Is it possible to limit Xorg processes with something like CUDA_VISIBLE_DEVICES environment variable ( https://developer.nvidia.com/blog/cuda-pro-tip-control-gpu-visibility-cuda_visible_devices/ )?

I guess some minor changes are needed somewhere arond this line so each Xorg instance run like CUDA_VISIBLE_DEVICES=1 Xorg ... .

Lawd, that's a mess.

To triage this properly, are there any consequences other than nvidia-smi being very tall?

Also I'm unlikely to personally upgrade the drivers any time soon, and I don't like to fix bugs blind. I think the fix should be as simple as

p = Popen(xorgargs, env={'CUDA_VISIBLE_DEVICES': display[1:]})

Would you be able to make this change yourself and test it out for a few days? If this particular change fails, try adding a breakpoint() immediately before the line; it'll drop you into pdb and you can have a poke around.

d355 commented

Thank you! Sure, I'll check it out and report result here.

Lawd, that's a mess.

To triage this properly, are there any consequences other than nvidia-smi being very tall?

Also I'm unlikely to personally upgrade the drivers any time soon, and I don't like to fix bugs blind. I think the fix should be as simple as

p = Popen(xorgargs, env={'CUDA_VISIBLE_DEVICES': display[1:]})
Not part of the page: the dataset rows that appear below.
PR #646, opened 2024-08-11
Some simplifications of vartime division

fjarri:
- Extract shl/shr by a limb-sized shift into separate methods
- Add a more detailed docstring and some debug assertions in `div3by2()`
- Replaced `saturating_sub` with `wrapping_sub` in several places. While logically it is the same thing (the wrapping/saturation only happens for values that are later selected out), I think there are readability advantages. First, elsewhere in the code we use wrapping ops for selected out values (meaning "perform the subtraction without any checks, since we already have a constant-time condition for that"), so `saturating_sub` indicates that the algorithm actually uses the saturation mechanic. Second, in case of a bug, it will be easier to spot the consequences of a "0xffff..." value than a 0.

Questions:
- should I move the new shl/shr methods to `shl.rs`/`shr.rs`? Are they general enough?
- should `div3by2_vartime()` be moved out of `div_limb.rs`?

### DIFF
--- a/src/uint/boxed/div.rs
+++ b/src/uint/boxed/div.rs
@@ -310,6 +310,42 @@ impl RemLimb for BoxedUint {
     }
 }
 
+/// Computes `limbs << shift` inplace, where `0 <= shift < Limb::BITS`, returning the carry.
+fn shl_limb_vartime(limbs: &mut [Limb], shift: u32) -> Limb {
+    if shift == 0 {
+        return Limb::ZERO;
+    }
+
+    let lshift = shift;
+    let rshift = Limb::BITS - shift;
+    let limbs_num = limbs.len();
+
+    let carry = limbs[limbs_num - 1] >> rshift;
+    for i in (1..limbs_num).rev() {
+        limbs[i] = (limbs[i] << lshift) | (limbs[i - 1] >> rshift);
+    }
+    limbs[0] <<= lshift;
+
+    carry
+}
+
+/// Computes `limbs >> shift` inplace, where `0 <= shift < Limb::BITS`.
+fn shr_limb_vartime(limbs: &mut [Limb], shift: u32) {
+    if shift == 0 {
+        return;
+    }
+
+    let lshift = Limb::BITS - shift;
+    let rshift = shift;
+
+    let limbs_num = limbs.len();
+
+    for i in 0..limbs_num - 1 {
+        limbs[i] = (limbs[i] >> rshift) | (limbs[i + 1] << lshift);
+    }
+    limbs[limbs_num - 1] >>= rshift;
+}
+
 /// Computes `x` / `y`, returning the quotient in `x` and the remainder in `y`.
 ///
 /// This function operates in variable-time. It will panic if the divisor is zero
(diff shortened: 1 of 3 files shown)


src/uint/boxed/div.rs
```diff
@@ -336,51 +372,42 @@ pub(crate) fn div_rem_vartime_in_place(x: &mut [Limb], y: &mut [Limb]) {
...
-        }
-        (_, borrow) = x_hi.sbb(carry, borrow);
+        let borrow = {
+            let mut carry = Limb::ZERO;
+            let mut borrow = Limb::ZERO;
+            let mut tmp;
+            for i in 0..yc {
+                (tmp, carry) = Limb::ZERO.mac(y[i], Limb(quo), carry);
+                (x[xi + i + 1 - yc], borrow) = x[xi + i + 1 - yc].sbb(tmp, borrow);
+            }
```
andrewwhitehead, line 397: Perhaps this bit should be extracted into a method like `mac_by_limb`?

src/uint/boxed/div.rs
```diff
@@ -336,51 +372,42 @@ pub(crate) fn div_rem_vartime_in_place(x: &mut [Limb], y: &mut [Limb]) {
...
+        };
 
         // If the subtraction borrowed, then decrement q and add back the divisor
         // The probability of this being needed is very low, about 2/(Limb::MAX+1)
-        let ct_borrow = ConstChoice::from_word_mask(borrow.0);
-        carry = Limb::ZERO;
-        for i in 0..yc {
-            (x[xi + i + 1 - yc], carry) =
-                x[xi + i + 1 - yc].adc(Limb::select(Limb::ZERO, y[i], ct_borrow), carry);
+        if borrow.0 > 0 {
```
andrewwhitehead, line 404: The old method was intended to be constant-time for the dividend, but I don't think that this would be.

src/uint/div_limb.rs
```diff
@@ -145,43 +145,49 @@ pub(crate) const fn div2by1(u1: Word, u0: Word, reciprocal: &Reciprocal) -> (Wor
...
-/// divisor word `v0`. The dividend and the lower divisor word must be left-shifted
-/// according to the `shift` value  of the reciprocal.
+/// Given two long integers `u = (..., u0, u1, u2)` and `v = (..., v0, v1)`
+/// (where `u2` and `v1` are the most significant limbs), where `floor(u / v) <= Limb::MAX`,
+/// calculates `q` such that `q - 1 <= floor(u / v) <= q`.
+/// In place of `v1` takes its reciprocal, and assumes that `v` was already pre-shifted
+/// so that v1 has its most significant bit set (that is, the reciprocal's `shift` is 0).
 #[inline(always)]
-pub(crate) const fn div3by2(
+pub(crate) const fn div3by2_vartime(
```
andrewwhitehead, line 154: I'm also worried about the runtime of this method depending on the dividend value. Replacing it completely would also mess with my PR #643, do you want to do a quick review of that one?

src/uint/boxed/div.rs
fjarri: Fair point, I think the new `div3by2` is also not constant-time wrt the dividend. What's more important, 15-35% performance increase, or the partial constant-timeness property?

src/uint/div_limb.rs
fjarri: The original `div3by2()` can be preserved, of course, but I am worried about the connection of its contents and the original algorithm from the article. Could you add some explanations about why it actually does the same thing?

src/uint/boxed/div.rs
andrewwhitehead: It depends on the use case of course, but this version couldn't be used in `Uint::mul_mod_vartime` for example, without changing the guarantees there as well.

src/uint/div_limb.rs
andrewwhitehead: I added a PR to better align that method with the definition, as it doesn't look like overflow was being handled properly in the remainder.

tarcieri:
It seems like we should probably get #643 merged first since it might affect this

src/uint/boxed/div.rs
fjarri: I don't think such generalization will be easy without mutable refs support in constant-time functions

tarcieri: FWIW, I believe this fixes one of the last blockers on stabilizing `const_mut_refs`: https://github.com/rust-lang/rust/pull/128543

src/uint/div_limb.rs
tarcieri: @andrewwhitehead can you take a look again now that #643 is merged?

src/uint/div_limb.rs
```diff
@@ -174,12 +178,12 @@ pub(crate) const fn div3by2(
...
             .or(ConstChoice::from_wide_word_le(qy, rx));
-        quo = done.select_word(quo.saturating_sub(1), quo);
-        rem = done.select_wide_word(rem + (reciprocal.divisor_normalized as WideWord), rem);
+        quo = done.select_word(quo.wrapping_sub(1), quo);
+        rem = done.select_wide_word(rem + (v1_reciprocal.divisor_normalized as WideWord), rem);
         i += 1;
     }
 
-    (quo, rem)
+    quo
```
andrewwhitehead, line 186: The constant-time division does use this remainder

andrewwhitehead:
Looks good to me.

I think at some point it would make sense to turn functions like `shl_limb_vartime` into methods on a struct like `LimbsMut(&mut [Limb])`, which might be a convenient way to collect and document them. Then once there is language support they could be const-ified and used by both `Uint` and `BoxedUint`.

tarcieri (approved):

src/uint/div_limb.rs
tarcieri: Oops, I now see this broke the build.

tarcieri:
Going to revert this merge as it broke the build.

PR #648, opened 2024-08-13
Move schoolbook squaring implementation into a macro

andrewwhitehead:
Applying this to BoxedUint results in an almost 50% speedup at 4096 bits.

Also adding benchmarks for multiplication.


tarcieri:
Hmm, swear I tried this and it didn't effect a performance increase with `BoxedUint`, but this looks like it's worth a shot

Issue #585, opened 2024-03-25
Easier working with native numbers


dignifiedquire:
In my usage with `BoxedUint` I am really missing comparison and calculations with `u32` and `u64` at least, currently it is quite inefficient as I have to do the following

```rust
let x = make_boxed_uint();
let y = x - BoxedUint::from(4); // today
let y = x - 1; // should be easily possible
```

tarcieri:
That would require an impl with `i32` as the argument. We don't support `i32` for anything except `shl`/`shr` currently.

I guess specifically for the case of `Add`/`Sub` we could take the absolute value of the argument and if it's negative, switch from `Add` to `Sub` or `Sub` to `Add` accordingly, before converting the absolute value into a `BoxedUint`.

Do you want this just for `i32` or other types of arguments?

dignifiedquire:
Sorry my example is bad, I am happy with just `u32` and `u64` support for this. (Updated the example)

TitouanReal:
Would manually writing implementations be the best way to go about this? This is a lot of repetitive implementations.

I just did it locally for multiplying `ConstMontyForm` with u8, u16, u32, u64 and u128, and it is already 40 `Mul` implementations, if you want to make it work commutatively and with references (ie &{integer}).

If you do not make it work with &{integer}, the number of implementations is divided by 2.

tarcieri:
Here's a start which impls `Add` for `BoxedUint`: https://github.com/RustCrypto/crypto-bigint/pull/650

If that pattern seems acceptable I can do it for `Sub` and `Mul` as well.

TitouanReal:
Would it be possible to have this for ConstMontyForm too? Right now this is even more cumbersome than for BoxedUint, because one has to go from native numbers to Uint and then to ConstMontyForm.

```rust
let a: ConstMontyForm<...> = ...;
let b = a * ConstMontyForm::new(&Uint::from(3u32)); // today
let b = a * 3u32; // should be easily possible
```

tarcieri:
@dignifiedquire did you need anything else here for `rsa` before we cut a release?

PR #650, opened 2024-08-15
BoxedUint: `Add` impls for stack allocated types

tarcieri:
Adds `Add` impls for `BoxedUint` for the following `rhs` types:

- `Uint<LIMBS>`
- `u8`
- `u16`
- `u32`
- `u64`
- `u128`

The primitive integer types convert to `Uint<LIMBS>` then leverate the `Add` impl for that.

See also: #585


tarcieri:
Some tests here would be good

PR #20, opened 2016-03-04
Fixed quiet mode

SethDusek:
I couldn't seem to figure out why my images were coming out as corrupted even though they were fine. Turns out oxipng was still printing information about the image such as the reduction even though it was in --quiet mode and --stdout, and that broke the image.

Anyways this does some additional checking for opts.verbosity before it prints stuff

### DIFF
--- a/src/lib.rs
+++ b/src/lib.rs
@@ -45,7 +45,7 @@ pub struct Options {
 
 pub fn optimize(filepath: &Path, opts: &Options) -> Result<(), String> {
     // Decode PNG from file
-    println!("Processing: {}", filepath.to_str().unwrap());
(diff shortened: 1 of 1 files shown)


shssoichiro:
Thanks for the pull request! I'll get this merged right away.

shssoichiro:
Do you think it would be necessary/useful to enable `quiet` mode automatically whenever `stdout` is selected?

SethDusek:
I think so, yes, since most people would probably use -q so the only thing in stdout is the image itself and nothing more so they don't have to parse it and remove the text. So I think maybe you should enable quiet mode when stdout is also enabled

CounterPillow:
Alternatively the program could output status messages to stderr instead of stdout, like curl does.

shssoichiro:
This is true. Maybe that would be a better option.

Would you be able to make this change yourself and test it out for a few days? If this particular change fails, try adding a breakpoint() immediately before the line; it'll drop you into pdb and you can have a poke around.

Hi, I have tried the modification here but it didn't work. I have found another workaround.
In the source of coolgpus, just replace

buses = gpu_buses()

with the specific gpu bus_id you would like coolgpus to take effect, e.g.

buses = ['00000000:65:00.0']

The bus id could be seen from the output of nvidia-smi. Hope this helps.